Recorded data:
▶

PR #94, opened 2019-06-11
feat(cactus-fwk): Add error boundary component

Dhalton:
CACTUS-39

### DIFF
--- a/modules/cactus-fwk/src/ErrorBoundary.tsx
+++ b/modules/cactus-fwk/src/ErrorBoundary.tsx
@@ -1,7 +1,12 @@
-import React, { ErrorInfo, Fragment, ReactElement } from 'react'
+import React, { ComponentType, ErrorInfo, Fragment } from 'react'
 
-export type ErrorView = (error: Error, info: ErrorInfo) => ReactElement
+export type ErrorView = ComponentType<ErrorViewProps>
 export type OnError = (error: Error, info: ErrorInfo) => void
+
+interface ErrorViewProps {
+  error: Error
+  info: ErrorInfo
+}
 
 interface ErrorBoundaryProps {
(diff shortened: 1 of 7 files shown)


JamesNimlos:
Let's add a `withErrorBoundary` higher order component for them to use also

Dhalton:
Closing until I can refactor into a HOC

modules/cactus-fwk/src/ErrorBoundary.tsx
```diff
@@ -0,0 +1,68 @@
...
+      return <Fragment>{children}</Fragment>
+    }
+  }
+}
+
+const noop = (error: Error, info: React.ErrorInfo) => {}
+
+const withErrorBoundary = <BaseProps extends any>(
+  BaseComponent: ComponentType<BaseProps>,
+  onError?: OnError,
```
JamesNimlos: What do you think about making this mandatory and throwing if you don't provide an `onError` here instead?

modules/cactus-fwk/src/ErrorBoundary.tsx
```diff
@@ -0,0 +1,68 @@
...
+
+interface ErrorBoundaryState {
+  error: Error | undefined
+  errorInfo: ErrorInfo | undefined
+}
+
+const initialState: ErrorBoundaryState = { error: undefined, errorInfo: undefined }
+
+export class ErrorBoundary extends React.Component<ErrorBoundaryProps, ErrorBoundaryState> {
+  readonly state: ErrorBoundaryState = initialState
```
JamesNimlos: We could also potentially throw if they don't provide an `onError` onto the component as well to ensure developers are adding it? Or we could start adding propTypes definitions now?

◀

▶ What is expected: Every entry is to be retyped word for word.

▶ Final answer:
PR #94, opened 2019-06-11
feat(cactus-fwk): Add error boundary component

Dhalton:
CACTUS-39

### DIFF
--- a/modules/cactus-fwk/src/ErrorBoundary.tsx
+++ b/modules/cactus-fwk/src/ErrorBoundary.tsx
@@ -1,7 +1,12 @@
-import React, { ErrorInfo, Fragment, ReactElement } from 'react'
+import React, { ComponentType, ErrorInfo, Fragment } from 'react'
 
-export type ErrorView = (error: Error, info: ErrorInfo) => ReactElement
+export type ErrorView = ComponentType<ErrorViewProps>
 export type OnError = (error: Error, info: ErrorInfo) => void
+
+interface ErrorViewProps {
+  error: Error
+  info: ErrorInfo
+}
 
 interface ErrorBoundaryProps {
(diff shortened: 1 of 7 files shown)


JamesNimlos:
Let's add a `withErrorBoundary` higher order component for them to use also

Dhalton:
Closing until I can refactor into a HOC

modules/cactus-fwk/src/ErrorBoundary.tsx
```diff
@@ -0,0 +1,68 @@
...
+      return <Fragment>{children}</Fragment>
+    }
+  }
+}
+
+const noop = (error: Error, info: React.ErrorInfo) => {}
+
+const withErrorBoundary = <BaseProps extends any>(
+  BaseComponent: ComponentType<BaseProps>,
+  onError?: OnError,
```
JamesNimlos: What do you think about making this mandatory and throwing if you don't provide an `onError` here instead?

modules/cactus-fwk/src/ErrorBoundary.tsx
```diff
@@ -0,0 +1,68 @@
...
+
+interface ErrorBoundaryState {
+  error: Error | undefined
+  errorInfo: ErrorInfo | undefined
+}
+
+const initialState: ErrorBoundaryState = { error: undefined, errorInfo: undefined }
+
+export class ErrorBoundary extends React.Component<ErrorBoundaryProps, ErrorBoundaryState> {
+  readonly state: ErrorBoundaryState = initialState
```
JamesNimlos: We could also potentially throw if they don't provide an `onError` onto the component as well to ensure developers are adding it? Or we could start adding propTypes definitions now?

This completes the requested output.